Chi ti ha trasmesso questa passione per i versi, le poesie, le storie?

Sicuramente mio padre, lui sì che era un vero cantastorie. Spesso veniva chiamato per organizzare le serenate alle future spose, lui parlava e declamava versi, mentre altri lo accompagnavano con la musica. Mio padre aveva anche capacità comiche, faceva battute da far ridere a crepapelle riuscendo a rimanere serio. Quando usciva di casa e si tratteneva per strada (noi abitavamo in Terra Vecchia), alcune persone correvano a prendere le sedie per circondarlo e farsi raccontare storie e aneddoti. Io da bambino ero molto colpito da questo suo modo di fare, e credo proprio di aver ereditato da lui la capacità di raccontare e di trasmettere storie in dialetto. Anche oggi, fare una battuta in dialetto ha tutto un altro effetto, e certi modi di dire sono rimasti così impressi che fanno parte ormai della nostra cultura e delle nostre conoscenze. Peccato che oggi in pochi parlano il dialetto, anzi nelle scuole si tende a relegarlo in un angolino come lingua "morta" e ormai superata. Ormai i ragazzi non conoscono più il linguaggio dei loro padri e dei loro nonni.

Secondo te, qual è il modo migliore per (ri)avvicinare i giovani al dialetto?
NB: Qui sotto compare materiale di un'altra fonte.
PR #1445, opened 2022-08-02
fix: invalid ultra disk default iops issue

### LINKED ISSUE #1442: Requesting `iopsPerGB` or `allowAutoIOPSPerGBIncrease ` for ultradisk parameter.

if your storage class is like below (with ultradisk as the sku name), the default provisioned IOPS for such disk is 500
```yaml
apiVersion: storage.k8s.io/v1
kind: StorageClass
allowVolumeExpansion: true
metadata:
  name: ultra-disk
parameters:
  cachingMode: None
  skuname: UltraSSD_LRS
provisioner: disk.csi.azure.com
reclaimPolicy: Delete
volumeBindingMode: WaitForFirstConsumer

```

when you provision a PVC with disksize greater than 500GB it results in the following error.

```json
"statusMessage": "{\"error\":{\"code\":\"BadRequest\",\"message\":\"The value 500 of parameter disk.diskIOPSReadWrite is not valid. The supported range for a UltraSSD_LRS disk of size 512 GB is between 512 and 153600.\"}}",
```

Our pods are in pending and this is affecting our customers from provisioning Ultradisk over 500GB of disk capacity. 

We need something like `iopsPerGB ` as explained [here](https://github.com/kubernetes-sigs/aws-ebs-csi-driver/blob/master/docs/parameters.md) in aws-ebs's driver or a flag like this `allowAutoIOPSPerGBIncrease` that sets a meaningful default IOPS so that Volume mount wont fail. 

can this flag also be mutable to existing StorageClass so that we dont have to create a new storage to support this feature? 

**Additional context**

Note: Support request ID	2207310050000344 and affecting our production system right now.

andyzhangx:
**What type of PR is this?**
/kind bug

fix: invalid ultra disk default iops issue

Fixes #1442

**Requirements**:
  
- [ ] includes documentation
- [ ] adds unit tests

this PR tries to fix the following issue:
```
  "error": {
    "code": "BadRequest",
    "message": "The value 500 of parameter disk.diskIOPSReadWrite is not valid. The supported range for a UltraSSD_LRS disk of size 512 GB is between 512 and 153600."
  }
```

**Release note**:
```
fix: invalid ultra disk default iops issue
```

### DIFF
--- a/pkg/azuredisk/azuredisk.go
+++ b/pkg/azuredisk/azuredisk.go
@@ -405,3 +405,35 @@ func getNodeInfoFromLabels(ctx context.Context, nodeName string, kubeClient clie
 	}
 	return node.Labels[consts.WellKnownTopologyKey], node.Labels[consts.InstanceTypeKey], nil
 }
+
+// getDefaultDiskIOPSReadWrite according to requestGiB
+//
+//	ref: https://docs.microsoft.com/en-us/azure/virtual-machines/disks-types#ultra-disk-iops
+func getDefaultDiskIOPSReadWrite(requestGiB int) int {
+	iops := azurecloudconsts.DefaultDiskIOPSReadWrite
+	if requestGiB > iops {
+		iops = requestGiB
+	}
+	if iops > 160000 {
+		iops = 160000
+	}
+	return iops
+}
+
+// getDefaultDiskMBPSReadWrite according to requestGiB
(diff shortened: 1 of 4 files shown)


dhilipkumars (approved):

ZeroMagic (approved):
/lgtm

Io credo che le scuole possano fare molto: dirigenti e docenti potrebbero stabilire giorni e ore scolastiche in cui i ragazzi possano appunto dedicarsi allo studio e riscoperta di alcuni termini dialettali, che poi fanno parte del nostro "vocabolario" italiano, o di quello di altre lingue, come ad esempio il francese e lo spagnolo. Si potrebbero leggere in classe poesie in vernacolo, rispolverando autori locali che meritano di essere conosciuti ed apprezzati. Spero che la mia proposta venga presa in considerazione anche dall'Amministrazione comunale, a cui ho proposto incontri e iniziative aventi come tema proprio il nostro dialetto.

Gerardo, che lavora come netturbino da circa trent'anni, conosce bene Cerignola, ed ama e rispetta la città in ogni suo angolo nascosto. "E' cambiato tutto rispetto a quando ero bambino e adolescente: per me Cerignola corrispondeva alla zona in cui vivevo, la Terra Vecchia, si usciva poco dal proprio quartiere. Oggi è tutto diverso, possiamo andare ovunque, ma stiamo perdendo le nostre radici".

Appena il suo racconto si fa malinconico, ecco che recupera il sorriso e la battuta. Gerardo è pronto per narrare un'altra storia, ed io non sono ancora stanca di ascoltarlo.